A snapshot captures a point-in-time view of the DB at the time it’s created. Snapshots do not persist across DB restarts.
API Usage
- Create a snapshot with the
GetSnapshot()
API. - Read from a snapshot by setting
ReadOptions::snapshot
. - When finished, release resources associated with the snapshot by calling
ReleaseSnapshot()
.
Implementation
Flush/compaction
Representation
A snapshot is represented by a small object of SnapshotImpl
class. It holds only a few primitive fields, like the seqnum at which the snapshot was taken.
Snapshots are stored in a linked list owned by DBImpl
. One benefit is we can allocate the list node before acquiring the DB mutex. Then while holding the mutex, we only need to update list pointers. Additionally, ReleaseSnapshot()

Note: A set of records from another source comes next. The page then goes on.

PR #14565, opened 2024-10-01
Improve `@tailwindcss/postcss` performance for initial builds

RobinMalfait:
This PR improves the performance of the `@tailwindcss/postcss` plugin. Before this change we created 2 compiler instances instead of a single one. On a project where a `tailwindcss.config.ts` file is used, this means that the timings look like this:

```
[@tailwindcss/postcss] Setup compiler: 137.525ms
⋮
[@tailwindcss/postcss] Setup compiler: 43.95ms
```

This means that with this small change, we can easily shave of ~50ms for initial PostCSS builds.


CHANGELOG.md
```diff
@@ -27,6 +27,7 @@ and this project adheres to [Semantic Versioning](https://semver.org/spec/v2.0.0
 - _Experimental_: Do not wrap comment nodes in `@layer` when running codemods ([#14517](https://github.com/tailwindlabs/tailwindcss/pull/14517))
 - _Experimental_: Ensure we don't lose selectors when running codemods ([#14518](https://github.com/tailwindlabs/tailwindcss/pull/14518))
 - _Experimental_: inject `@import` in a more expected location when running codemods ([#14536](https://github.com/tailwindlabs/tailwindcss/pull/14536))
+- Improve `@tailwindcss/postcss` performance for initial builds ([#14565](https://github.com/tailwindlabs/tailwindcss/pull/14565))
```
adamwathan, line 30: Maybe this should be more specifc?

```suggestion
- Only setup a single compiler in `@tailwindcss/postcss` for initial builds ([#14565](https://github.com/tailwindlabs/tailwindcss/pull/14565))
```

Also should move it above the experimental stuff maybe to keep things organized.

RobinMalfait: Yeah that's a bit better. I move it locally already, but saw CI fail so wanted to fix that first haha. Thanks for this suggestion 💪

philipp-spiess (approved):

RobinMalfait:
Pushed a few more changes to make CI pass. Some things I noticed and that the new commits solve:

1. The cache inside of the PostCSS plugin seems to be re-created from scratch, which means that we essentially have no cache. I hoisted it to the module-level to keep the cache around.
2. Noticed that we call `onDependency` with the same file twice, so made sure it's only in the list once. (This happened because resolving module dependencies of a file `x`, also included the file `x`)

So these new changes need a second pair of eyes before we can merge this.

/cc @adamwathan @philipp-spiess

packages/@tailwindcss-postcss/src/index.ts
```diff
@@ -36,20 +36,20 @@ export type PluginOptions = {
...
 
+let cache = new DefaultMap(() => {
+  return {
+    mtimes: new Map<string, number>(),
+    compiler: null as null | Awaited<ReturnType<typeof compile>>,
+    css: '',
+    optimizedCss: '',
+    fullRebuildPaths: [] as string[],
+  }
+})
```
adamwathan, line 47: The only thing I can think of here is that previously this was scoped for the `opts` argument to the `tailwindcss` function and now it's not, so now the cache is shared for the same key even if the options are different.

Interestingly the [PostCSS docs explicitly say](https://postcss.org/docs/writing-a-postcss-plugin) to set up caches in the place we were setting it up before:

image

Do we know with absolute certainty it was getting re-created from scratch on every save? 🤔

RobinMalfait: If I apply this diff to our plugin:
```diff
diff --git a/packages/@tailwindcss-postcss/src/index.ts b/packages/@tailwindcss-postcss/src/index.ts
index 7d18ddc36..43b824d2f 100644
--- a/packages/@tailwindcss-postcss/src/index.ts
+++ b/packages/@tailwindcss-postcss/src/index.ts
@@ -50,6 +50,8 @@ function tailwindcss(opts: PluginOptions = {}): AcceptedPlugin {
   let base = opts.base ?? process.cwd()
   let optimize = opts.optimize ?? process.env.NODE_ENV === 'production'
 
+  console.count('Setup caches here')
+
   return {
     postcssPlugin: '@tailwindcss/postcss',
     plugins: [
@@ -65,6 +67,7 @@ function tailwindcss(opts: PluginOptions = {}): AcceptedPlugin {
           let inputFile = result.opts.from ?? ''
           let context = cache.get(inputFile)
           let inputBasePath = path.dirname(path.resolve(inputFile))
+          console.count('Run @tailwindcss/postcss')
 
           async function createCompiler() {
             env.DEBUG && console.time('[@tailwindcss/postcss] Setup compiler')
```

If I then use it, the output looks like this:
image

You have the initial build, then 2 builds because of watch mode and because I made 2 changes.

Some notes / observations:
1. Not only is the `Setup caches here` log called every time we save, it's called twice for an unknown reason.
2. This is using the `postcss-cli` package

Next steps are to verify if this behaviour also happens in other environments where the PostCSS plugin is being used.

RobinMalfait: Can confirm that this behaviour also exists in a `vite` project with the PostCSS plugin:
image

ZuBB:
I might be running ahead of the train, but can this change (theoretically) be ported to v3? If so, what do maintainers think about it?

packages/@tailwindcss-postcss/src/index.ts
RobinMalfait: Some updates for completeness:

If you structure your PostCSS config like this:
```js
module.exports = {
  plugins: {
    '@tailwindcss/postcss': {},
  },
}
```
or this:
```js
module.exports = {
  plugins: [
    require('@tailwindcss/postcss')
  ],
}
```
Then the above behavior can be observer. If you _call_ your function (even without options) then you see the correct behavior:
```js
module.exports = {
  plugins: [
    require('@tailwindcss/postcss')()
  ],
}
```

adamwathan:
@ZuBB This isn't really relevant in v3 — completely different codebase and all of the caching we do there is already at the module scope level, so this is just an improvement over how v4 was working prior to this.

ZuBB:
> @ZuBB This isn't really relevant in v3 — completely different codebase and all of the caching we do there is already at the module scope level, so this is just an improvement over how v4 was working prior to this.

okay, I get it. thanks for the response

packages/@tailwindcss-postcss/src/index.ts
```diff
@@ -123,18 +125,20 @@ function tailwindcss(opts: PluginOptions = {}): AcceptedPlugin {
...
-            detectSources: { base },
-            sources: context.compiler.globs,
-          })
+          if (context.scanner === null) {
+            // Look for candidates used to generate the CSS
+            context.scanner = new Scanner({
+              detectSources: { base },
+              sources: context.compiler.globs,
+            })
+          }
```
thecrypticace, line 134: I think we need to recreate the scanner when doing a full rebuild too, right? Since the globs might've changed?

thecrypticace: basically after line 166 we also want to re-create the scanner

CHANGELOG.md
```diff
@@ -25,6 +25,8 @@ and this project adheres to [Semantic Versioning](https://semver.org/spec/v2.0.0
 
 - Use the right import base path when using the CLI to reading files from stdin ([#14522](https://github.com/tailwindlabs/tailwindcss/pull/14522))
 - Ensure that `@utility` is top-level and cannot be nested ([#14525](https://github.com/tailwindlabs/tailwindcss/pull/14525))
+- Editing imported CSS files should trigger a rebuild ([#14561](https://github.com/tailwindlabs/tailwindcss/pull/14561))
+- Only setup a single compiler in `@tailwindcss/postcss` for initial builds ([#14565](https://github.com/tailwindlabs/tailwindcss/pull/14565))
```
RobinMalfait, line 29:
```suggestion
- Only setup a single compiler in `@tailwindcss/postcss` for initial builds ([#14565](https://github.com/tailwindlabs/tailwindcss/pull/14565))
```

can be called on the snapshots in an arbitrary order. With linked list, we can remove a node from the middle without shifting.
Scalability
The main downside of linked list is it cannot be binary searched despite its ordering. During flush/compaction, we have to scan the snapshot list when we need to find out the earliest snapshot to which a key is visible. When there are many snapshots, this scan can significantly slow down flush/compaction to the point of causing write stalls. We’ve noticed problems when snapshot count is in the hundreds of thousands.